▶ _Work request_
Go through the listing below and return each line that includes "otherwise".

▶ _Recorded data_

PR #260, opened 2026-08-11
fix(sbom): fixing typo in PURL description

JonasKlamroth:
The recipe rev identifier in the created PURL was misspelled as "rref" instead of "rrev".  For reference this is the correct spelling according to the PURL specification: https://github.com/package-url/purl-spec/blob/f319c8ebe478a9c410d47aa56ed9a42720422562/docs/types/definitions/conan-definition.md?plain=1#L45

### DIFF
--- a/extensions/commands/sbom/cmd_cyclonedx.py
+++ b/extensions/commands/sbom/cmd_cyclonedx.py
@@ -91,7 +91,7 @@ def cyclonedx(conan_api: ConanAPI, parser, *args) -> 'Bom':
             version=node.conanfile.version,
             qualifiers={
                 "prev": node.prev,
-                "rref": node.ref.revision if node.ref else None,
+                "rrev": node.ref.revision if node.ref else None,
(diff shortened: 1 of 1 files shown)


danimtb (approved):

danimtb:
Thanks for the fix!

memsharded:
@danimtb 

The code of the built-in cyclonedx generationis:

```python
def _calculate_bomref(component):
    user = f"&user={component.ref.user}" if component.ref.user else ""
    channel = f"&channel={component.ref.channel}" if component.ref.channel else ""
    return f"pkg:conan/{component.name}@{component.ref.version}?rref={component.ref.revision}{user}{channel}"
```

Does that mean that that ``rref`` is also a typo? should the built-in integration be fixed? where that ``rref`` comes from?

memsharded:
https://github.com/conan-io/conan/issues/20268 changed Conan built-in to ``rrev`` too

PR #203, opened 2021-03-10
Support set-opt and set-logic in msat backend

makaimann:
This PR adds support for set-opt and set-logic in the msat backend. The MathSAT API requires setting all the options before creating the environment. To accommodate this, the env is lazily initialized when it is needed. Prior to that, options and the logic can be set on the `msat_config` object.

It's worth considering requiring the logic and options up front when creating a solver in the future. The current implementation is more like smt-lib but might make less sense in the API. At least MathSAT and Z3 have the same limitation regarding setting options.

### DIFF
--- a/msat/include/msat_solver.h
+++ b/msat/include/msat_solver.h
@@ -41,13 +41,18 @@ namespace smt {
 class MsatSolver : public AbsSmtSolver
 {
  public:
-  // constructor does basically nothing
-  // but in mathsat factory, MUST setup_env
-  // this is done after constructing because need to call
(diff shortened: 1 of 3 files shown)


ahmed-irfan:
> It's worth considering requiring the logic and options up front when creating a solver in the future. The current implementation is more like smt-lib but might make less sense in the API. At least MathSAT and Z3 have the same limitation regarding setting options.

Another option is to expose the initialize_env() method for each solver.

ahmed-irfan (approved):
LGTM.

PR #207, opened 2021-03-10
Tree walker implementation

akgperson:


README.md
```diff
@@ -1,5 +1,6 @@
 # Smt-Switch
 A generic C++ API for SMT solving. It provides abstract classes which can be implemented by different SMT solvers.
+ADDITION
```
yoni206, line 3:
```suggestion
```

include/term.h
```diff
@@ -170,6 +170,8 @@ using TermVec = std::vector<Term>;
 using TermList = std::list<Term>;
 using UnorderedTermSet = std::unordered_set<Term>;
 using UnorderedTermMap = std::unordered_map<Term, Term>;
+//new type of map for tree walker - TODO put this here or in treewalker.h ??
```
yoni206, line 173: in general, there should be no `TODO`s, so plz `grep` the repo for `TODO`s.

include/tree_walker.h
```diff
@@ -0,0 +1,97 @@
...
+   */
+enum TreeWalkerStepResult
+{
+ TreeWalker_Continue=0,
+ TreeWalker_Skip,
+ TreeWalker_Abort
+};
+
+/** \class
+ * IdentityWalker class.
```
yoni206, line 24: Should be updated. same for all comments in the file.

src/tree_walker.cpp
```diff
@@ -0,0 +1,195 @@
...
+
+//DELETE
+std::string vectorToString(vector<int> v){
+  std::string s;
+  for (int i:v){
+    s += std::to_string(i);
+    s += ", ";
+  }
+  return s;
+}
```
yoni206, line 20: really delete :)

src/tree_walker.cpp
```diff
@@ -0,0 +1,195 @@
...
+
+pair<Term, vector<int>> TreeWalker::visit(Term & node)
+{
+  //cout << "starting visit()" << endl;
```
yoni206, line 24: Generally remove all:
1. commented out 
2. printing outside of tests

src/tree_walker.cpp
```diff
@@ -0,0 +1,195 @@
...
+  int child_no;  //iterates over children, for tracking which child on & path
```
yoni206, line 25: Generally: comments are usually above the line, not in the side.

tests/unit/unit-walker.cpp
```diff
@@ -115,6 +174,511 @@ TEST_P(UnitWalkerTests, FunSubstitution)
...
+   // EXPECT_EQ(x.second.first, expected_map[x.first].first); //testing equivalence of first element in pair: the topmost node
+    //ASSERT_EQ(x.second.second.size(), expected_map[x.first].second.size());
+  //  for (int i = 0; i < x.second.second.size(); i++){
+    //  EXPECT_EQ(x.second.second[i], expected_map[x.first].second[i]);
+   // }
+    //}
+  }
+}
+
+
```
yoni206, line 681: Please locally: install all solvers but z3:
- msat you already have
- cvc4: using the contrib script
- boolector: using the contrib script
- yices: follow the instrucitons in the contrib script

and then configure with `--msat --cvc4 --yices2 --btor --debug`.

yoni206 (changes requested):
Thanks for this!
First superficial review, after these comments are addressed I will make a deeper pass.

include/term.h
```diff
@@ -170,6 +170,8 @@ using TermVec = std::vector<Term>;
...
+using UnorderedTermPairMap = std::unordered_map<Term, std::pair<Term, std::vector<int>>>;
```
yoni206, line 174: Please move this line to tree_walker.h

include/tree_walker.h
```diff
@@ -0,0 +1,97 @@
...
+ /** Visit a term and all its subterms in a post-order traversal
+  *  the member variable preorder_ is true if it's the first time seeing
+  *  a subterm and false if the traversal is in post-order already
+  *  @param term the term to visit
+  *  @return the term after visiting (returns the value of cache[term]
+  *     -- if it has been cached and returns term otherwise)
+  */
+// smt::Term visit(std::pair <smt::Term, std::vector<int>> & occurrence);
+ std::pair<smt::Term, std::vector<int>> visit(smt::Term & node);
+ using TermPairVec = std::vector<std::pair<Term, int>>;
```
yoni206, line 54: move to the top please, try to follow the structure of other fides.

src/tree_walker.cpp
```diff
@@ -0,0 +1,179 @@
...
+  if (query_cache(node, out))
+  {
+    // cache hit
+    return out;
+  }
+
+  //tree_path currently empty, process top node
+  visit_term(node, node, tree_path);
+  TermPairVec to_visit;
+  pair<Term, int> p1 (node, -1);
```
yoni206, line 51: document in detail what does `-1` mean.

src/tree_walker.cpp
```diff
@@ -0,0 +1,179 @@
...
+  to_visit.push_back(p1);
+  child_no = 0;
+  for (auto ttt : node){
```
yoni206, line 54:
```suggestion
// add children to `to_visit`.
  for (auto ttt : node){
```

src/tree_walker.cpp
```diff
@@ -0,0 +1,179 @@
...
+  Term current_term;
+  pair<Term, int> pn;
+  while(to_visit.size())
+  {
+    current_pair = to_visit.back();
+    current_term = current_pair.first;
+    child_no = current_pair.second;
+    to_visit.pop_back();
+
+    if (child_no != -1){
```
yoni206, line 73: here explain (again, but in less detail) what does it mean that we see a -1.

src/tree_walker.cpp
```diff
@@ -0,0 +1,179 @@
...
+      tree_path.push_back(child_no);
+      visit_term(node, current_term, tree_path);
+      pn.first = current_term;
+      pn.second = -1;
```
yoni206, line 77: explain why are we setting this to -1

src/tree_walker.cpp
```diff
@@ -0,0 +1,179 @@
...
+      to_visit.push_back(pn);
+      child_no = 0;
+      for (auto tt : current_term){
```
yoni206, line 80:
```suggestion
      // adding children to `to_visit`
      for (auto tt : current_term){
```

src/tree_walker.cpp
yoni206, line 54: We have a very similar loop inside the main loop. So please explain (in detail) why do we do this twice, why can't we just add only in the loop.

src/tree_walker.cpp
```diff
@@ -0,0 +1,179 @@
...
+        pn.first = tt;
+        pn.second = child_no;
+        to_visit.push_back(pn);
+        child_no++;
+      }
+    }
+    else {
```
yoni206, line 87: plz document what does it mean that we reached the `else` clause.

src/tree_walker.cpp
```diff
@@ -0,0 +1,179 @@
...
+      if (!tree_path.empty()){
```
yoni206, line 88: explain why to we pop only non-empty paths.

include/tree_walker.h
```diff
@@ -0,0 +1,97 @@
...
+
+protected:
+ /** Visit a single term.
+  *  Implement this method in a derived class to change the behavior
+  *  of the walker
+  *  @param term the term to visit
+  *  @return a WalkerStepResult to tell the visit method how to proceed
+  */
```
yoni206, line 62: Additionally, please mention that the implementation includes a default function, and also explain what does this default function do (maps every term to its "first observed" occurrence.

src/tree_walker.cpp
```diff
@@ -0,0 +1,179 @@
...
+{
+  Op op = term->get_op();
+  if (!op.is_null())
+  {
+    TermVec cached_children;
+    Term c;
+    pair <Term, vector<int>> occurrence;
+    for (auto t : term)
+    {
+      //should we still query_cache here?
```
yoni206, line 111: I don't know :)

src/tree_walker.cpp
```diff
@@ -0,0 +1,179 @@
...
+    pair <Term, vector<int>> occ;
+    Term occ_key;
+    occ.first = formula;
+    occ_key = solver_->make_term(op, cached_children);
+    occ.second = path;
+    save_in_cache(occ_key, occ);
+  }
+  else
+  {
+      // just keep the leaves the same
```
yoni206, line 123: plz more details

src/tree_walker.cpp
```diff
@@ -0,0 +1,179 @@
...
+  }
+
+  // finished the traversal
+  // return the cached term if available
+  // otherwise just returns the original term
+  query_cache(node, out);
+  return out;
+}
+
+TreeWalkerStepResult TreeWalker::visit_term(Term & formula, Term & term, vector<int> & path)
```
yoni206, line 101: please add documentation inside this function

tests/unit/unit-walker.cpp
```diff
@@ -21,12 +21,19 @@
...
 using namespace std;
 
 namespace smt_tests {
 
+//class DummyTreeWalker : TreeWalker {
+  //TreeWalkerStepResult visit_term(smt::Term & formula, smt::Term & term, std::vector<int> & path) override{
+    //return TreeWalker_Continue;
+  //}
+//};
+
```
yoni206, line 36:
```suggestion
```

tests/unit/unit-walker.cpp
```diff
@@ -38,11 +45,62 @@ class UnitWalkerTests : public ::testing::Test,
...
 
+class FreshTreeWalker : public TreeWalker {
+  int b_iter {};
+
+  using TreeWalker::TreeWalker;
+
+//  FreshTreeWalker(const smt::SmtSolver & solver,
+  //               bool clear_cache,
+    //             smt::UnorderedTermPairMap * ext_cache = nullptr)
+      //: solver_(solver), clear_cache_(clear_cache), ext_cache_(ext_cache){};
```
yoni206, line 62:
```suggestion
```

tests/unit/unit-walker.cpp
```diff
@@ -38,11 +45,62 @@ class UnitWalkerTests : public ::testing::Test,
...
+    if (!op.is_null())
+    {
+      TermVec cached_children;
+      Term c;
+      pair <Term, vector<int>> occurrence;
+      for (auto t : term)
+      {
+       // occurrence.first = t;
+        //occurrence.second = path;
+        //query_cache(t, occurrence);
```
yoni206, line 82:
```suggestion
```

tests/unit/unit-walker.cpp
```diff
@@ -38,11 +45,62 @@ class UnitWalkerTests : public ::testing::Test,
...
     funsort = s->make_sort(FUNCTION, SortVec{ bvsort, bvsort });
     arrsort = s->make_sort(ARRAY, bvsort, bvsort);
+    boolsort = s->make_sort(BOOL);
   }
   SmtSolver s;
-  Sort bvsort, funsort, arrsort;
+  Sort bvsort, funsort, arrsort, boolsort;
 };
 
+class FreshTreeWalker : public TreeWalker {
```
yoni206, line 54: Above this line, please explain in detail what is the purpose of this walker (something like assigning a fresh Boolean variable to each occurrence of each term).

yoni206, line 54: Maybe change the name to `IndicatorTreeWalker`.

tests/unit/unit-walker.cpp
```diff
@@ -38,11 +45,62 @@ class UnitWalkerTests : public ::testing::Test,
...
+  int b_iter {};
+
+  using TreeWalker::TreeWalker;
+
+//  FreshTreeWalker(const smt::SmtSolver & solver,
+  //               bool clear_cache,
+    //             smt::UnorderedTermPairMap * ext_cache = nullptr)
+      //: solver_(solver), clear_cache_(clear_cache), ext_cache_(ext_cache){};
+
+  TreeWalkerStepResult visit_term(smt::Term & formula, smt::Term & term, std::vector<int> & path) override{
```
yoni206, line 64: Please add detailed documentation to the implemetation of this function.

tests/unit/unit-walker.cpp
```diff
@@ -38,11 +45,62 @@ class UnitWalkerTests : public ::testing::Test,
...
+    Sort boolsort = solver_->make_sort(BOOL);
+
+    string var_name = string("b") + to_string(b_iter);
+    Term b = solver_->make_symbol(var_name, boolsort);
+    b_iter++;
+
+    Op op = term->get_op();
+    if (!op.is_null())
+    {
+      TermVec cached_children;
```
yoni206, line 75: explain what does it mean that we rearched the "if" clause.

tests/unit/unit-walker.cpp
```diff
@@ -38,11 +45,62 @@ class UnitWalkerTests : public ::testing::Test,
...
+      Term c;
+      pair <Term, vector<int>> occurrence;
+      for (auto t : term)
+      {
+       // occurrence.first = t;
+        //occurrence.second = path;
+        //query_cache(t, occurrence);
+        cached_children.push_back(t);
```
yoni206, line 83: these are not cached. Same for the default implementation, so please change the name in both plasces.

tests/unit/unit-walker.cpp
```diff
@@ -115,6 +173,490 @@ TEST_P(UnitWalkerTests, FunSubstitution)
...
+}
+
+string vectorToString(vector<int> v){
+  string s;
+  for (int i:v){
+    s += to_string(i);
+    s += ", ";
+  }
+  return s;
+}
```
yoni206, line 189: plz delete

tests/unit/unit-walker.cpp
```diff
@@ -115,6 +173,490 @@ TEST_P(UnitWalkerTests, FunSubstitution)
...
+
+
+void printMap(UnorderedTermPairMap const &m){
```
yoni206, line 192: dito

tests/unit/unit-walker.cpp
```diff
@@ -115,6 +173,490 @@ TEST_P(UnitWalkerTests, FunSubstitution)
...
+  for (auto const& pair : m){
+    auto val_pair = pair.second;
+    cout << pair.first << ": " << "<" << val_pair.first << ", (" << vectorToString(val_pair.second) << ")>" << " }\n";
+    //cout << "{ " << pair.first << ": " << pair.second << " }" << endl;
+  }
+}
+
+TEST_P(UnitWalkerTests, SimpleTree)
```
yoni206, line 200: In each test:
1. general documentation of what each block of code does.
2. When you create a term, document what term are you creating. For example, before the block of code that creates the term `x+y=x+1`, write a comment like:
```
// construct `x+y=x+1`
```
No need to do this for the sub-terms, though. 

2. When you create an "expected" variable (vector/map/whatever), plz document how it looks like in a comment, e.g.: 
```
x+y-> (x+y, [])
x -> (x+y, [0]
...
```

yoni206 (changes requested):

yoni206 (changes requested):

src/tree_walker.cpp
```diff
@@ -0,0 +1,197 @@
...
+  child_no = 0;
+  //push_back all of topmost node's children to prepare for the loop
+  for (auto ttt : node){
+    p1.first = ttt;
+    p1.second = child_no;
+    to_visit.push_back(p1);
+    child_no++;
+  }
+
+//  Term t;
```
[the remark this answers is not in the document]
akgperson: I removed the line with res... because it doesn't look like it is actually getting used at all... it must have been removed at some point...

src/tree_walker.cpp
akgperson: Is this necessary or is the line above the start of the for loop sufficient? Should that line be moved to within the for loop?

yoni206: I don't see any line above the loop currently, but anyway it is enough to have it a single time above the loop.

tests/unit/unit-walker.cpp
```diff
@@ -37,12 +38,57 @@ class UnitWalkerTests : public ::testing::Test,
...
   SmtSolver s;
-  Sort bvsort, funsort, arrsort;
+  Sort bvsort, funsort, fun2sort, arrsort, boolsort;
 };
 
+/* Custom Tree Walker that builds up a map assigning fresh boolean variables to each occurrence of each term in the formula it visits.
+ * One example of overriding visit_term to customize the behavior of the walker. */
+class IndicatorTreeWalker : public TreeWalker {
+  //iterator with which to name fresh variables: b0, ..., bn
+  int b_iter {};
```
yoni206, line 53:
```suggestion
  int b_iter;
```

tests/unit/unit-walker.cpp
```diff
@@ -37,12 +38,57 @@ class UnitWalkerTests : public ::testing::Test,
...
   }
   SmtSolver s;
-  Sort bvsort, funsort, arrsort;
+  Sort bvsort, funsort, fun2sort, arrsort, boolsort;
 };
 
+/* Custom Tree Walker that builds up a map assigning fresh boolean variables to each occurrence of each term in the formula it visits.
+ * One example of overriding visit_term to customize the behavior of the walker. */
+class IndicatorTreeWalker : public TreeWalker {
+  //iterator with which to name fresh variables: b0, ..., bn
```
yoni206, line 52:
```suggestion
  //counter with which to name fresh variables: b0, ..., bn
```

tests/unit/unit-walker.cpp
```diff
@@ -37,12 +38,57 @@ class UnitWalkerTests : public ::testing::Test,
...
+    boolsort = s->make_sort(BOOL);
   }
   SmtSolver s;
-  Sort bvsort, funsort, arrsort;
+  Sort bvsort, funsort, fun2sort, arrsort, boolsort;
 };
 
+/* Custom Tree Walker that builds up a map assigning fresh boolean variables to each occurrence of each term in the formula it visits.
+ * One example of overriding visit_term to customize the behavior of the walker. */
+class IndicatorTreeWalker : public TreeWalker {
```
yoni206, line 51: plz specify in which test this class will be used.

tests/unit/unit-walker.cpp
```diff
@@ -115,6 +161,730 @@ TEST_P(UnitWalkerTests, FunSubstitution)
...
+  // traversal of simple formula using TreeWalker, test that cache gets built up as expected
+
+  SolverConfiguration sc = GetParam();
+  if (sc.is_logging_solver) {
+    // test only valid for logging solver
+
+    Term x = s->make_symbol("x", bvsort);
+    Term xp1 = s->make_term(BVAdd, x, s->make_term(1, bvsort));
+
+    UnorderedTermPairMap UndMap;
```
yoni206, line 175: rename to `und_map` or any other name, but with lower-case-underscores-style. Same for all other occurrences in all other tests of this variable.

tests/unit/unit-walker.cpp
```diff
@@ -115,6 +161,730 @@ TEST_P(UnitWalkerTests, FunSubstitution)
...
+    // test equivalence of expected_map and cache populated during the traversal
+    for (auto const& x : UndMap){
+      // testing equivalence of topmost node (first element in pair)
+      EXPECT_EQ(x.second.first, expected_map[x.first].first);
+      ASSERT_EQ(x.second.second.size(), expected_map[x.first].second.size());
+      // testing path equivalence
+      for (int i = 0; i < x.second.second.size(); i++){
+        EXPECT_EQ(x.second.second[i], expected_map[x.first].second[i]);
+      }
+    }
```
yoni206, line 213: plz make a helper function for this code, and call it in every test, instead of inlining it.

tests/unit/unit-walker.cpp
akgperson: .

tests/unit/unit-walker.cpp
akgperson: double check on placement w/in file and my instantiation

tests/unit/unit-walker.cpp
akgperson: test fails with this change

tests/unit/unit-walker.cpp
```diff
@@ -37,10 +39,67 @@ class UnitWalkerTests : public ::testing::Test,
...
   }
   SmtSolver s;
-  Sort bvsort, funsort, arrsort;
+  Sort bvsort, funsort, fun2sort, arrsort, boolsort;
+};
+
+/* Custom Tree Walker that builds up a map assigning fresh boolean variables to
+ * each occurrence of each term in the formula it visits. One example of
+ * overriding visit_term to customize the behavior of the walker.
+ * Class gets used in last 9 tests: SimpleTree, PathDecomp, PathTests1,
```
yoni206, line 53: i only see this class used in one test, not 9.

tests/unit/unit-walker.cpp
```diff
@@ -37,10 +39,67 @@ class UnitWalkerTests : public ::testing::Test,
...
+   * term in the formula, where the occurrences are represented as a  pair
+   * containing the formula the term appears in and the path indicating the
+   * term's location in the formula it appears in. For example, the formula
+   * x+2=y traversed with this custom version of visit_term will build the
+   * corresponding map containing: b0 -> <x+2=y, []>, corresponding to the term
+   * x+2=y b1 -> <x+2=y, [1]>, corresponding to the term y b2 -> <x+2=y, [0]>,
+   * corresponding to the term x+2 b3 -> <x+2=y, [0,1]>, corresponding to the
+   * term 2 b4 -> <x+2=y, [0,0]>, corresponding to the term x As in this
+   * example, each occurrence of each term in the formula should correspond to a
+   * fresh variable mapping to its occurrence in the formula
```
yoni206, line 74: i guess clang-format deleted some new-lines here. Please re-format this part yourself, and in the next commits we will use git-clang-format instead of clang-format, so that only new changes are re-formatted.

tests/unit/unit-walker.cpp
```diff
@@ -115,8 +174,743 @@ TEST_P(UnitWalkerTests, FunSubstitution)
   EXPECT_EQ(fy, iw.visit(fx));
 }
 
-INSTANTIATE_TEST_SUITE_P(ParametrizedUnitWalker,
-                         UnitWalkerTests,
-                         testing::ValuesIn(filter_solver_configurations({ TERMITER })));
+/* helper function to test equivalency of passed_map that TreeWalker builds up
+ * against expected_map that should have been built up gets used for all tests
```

▶ _Solution for this exercise_
+  *     -- if it has been cached and returns term otherwise)
+  // otherwise just returns the original term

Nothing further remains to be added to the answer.